Das Interesse von Real Madrid an Olise wuchs nach seinen Champions-League-Auftritten gegen sie, wobei Präsident Florentino Pérez den Spieler Berichten zufolge als Schlüsselziel in einer umfassenderen Strategie zur Verjüngung des Kaders mit 'Galáctico'-Verpflichtungen identifizierte. Die potenzielle Ablösesumme wäre ein Vereinsrekord für Real Madrid, der alle bisher für einen Spieler gezahlten Beträge übersteigen und sich dem Weltrekord für einen Flügelspieler annähern würde.
Pérez' direkte Beteiligung an der Verfolgung von Olise ist von Bedeutung, da der Verein in der Regel einen bestimmteren Verhandlungsansatz wählt, wenn der Präsident eine Verpflichtung persönlich unterstützt. Dies steht im Gegensatz zu Situationen, in denen Transferentscheidungen an die Sportabteilung delegiert werden. Olise hat jedoch öffentlich keinen Wunsch geäußert, Bayern zu verlassen, was der potenziellen Vereinbarung eine weitere Ebene der Komplexität verleiht.
Der FC Bayern München hat stets betont, dass Olise nicht zu verkaufen ist. Sportdirektor Max Eberl und Vorstandsvorsitzender Jan-Christian Dreesen haben beide öffentlich ihre Absicht erklärt, den Spieler zu halten, während Ehrenchronist Uli Hoeneß ausdrücklich sagte, er würde Olise „nicht einmal für 200 Millionen Euro“ verkaufen. Dieser öffentliche Widerstand schafft einen direkten Konflikt mit der gemeldeten Bereitschaft von Real Madrid, diesen Preis zu zahlen.
Olise kam im Sommer 2025 mit einem langfristigen Vertrag ohne Ausstiegsklausel zum FC Bayern München, der speziell entwickelt wurde, um Anfragen wie diese abzuschrecken. Obwohl die Haltung des FC Bayern fest ist, überdenken Vereine ihre Position oft, wenn ihnen substanzielle Angebote vorgelegt werden. Die Überzeugung des FC Bayern würde jedoch wahrscheinlich einen erheblichen finanziellen Anreiz erfordern, da Olise in München zufrieden zu sein scheint und nicht aktiv einen Transfer sucht.
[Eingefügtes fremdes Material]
PR #1029, opened 2020-06-24
Android: Remove map download size limit on modern Android versions

jfitie:
Android: Remove map download size limit on modern Android versions


jkoan:
We cant do this as it a limitation of the underlying file system on old android devices. The right solution would be to implement something that splits up a map on the fly into chunks that are smaller than 1 Gig so so to be save on all devices and store them info separate files.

Pérez' Verfolgung von Olise findet während eines Präsidentschaftswahlzyklus statt, was die Betonung auf hochkarätige Verpflichtungen erhöht hat. Während Real Madrid bereits ablösefreie Neuzugänge sichern konnte, würde eine Ablösesumme von über 200 Millionen Euro einen großen Teil ihres Transferbudgets verschlingen und ihre Fähigkeit, weitere bedeutende Investitionen zu tätigen, einschränken. Die gemeldete Summe könnte entweder ein echtes Eröffnungsangebot oder Pérez' absolutes Ausgabenlimit darstellen.
Der nächste Schritt wird sein, ob Real Madrid ein formelles schriftliches Angebot vorlegt und ob dieses Angebot ausreicht, um Bayern dazu zu bewegen, von seiner öffentlichen Ablehnungsposition zu privaten Verhandlungen überzugehen. Die Situation hängt weiterhin sowohl von einer Änderung der Haltung des FC Bayern als auch möglicherweise von einer Änderung des Wunsches von Olise ab, beim Verein zu bleiben.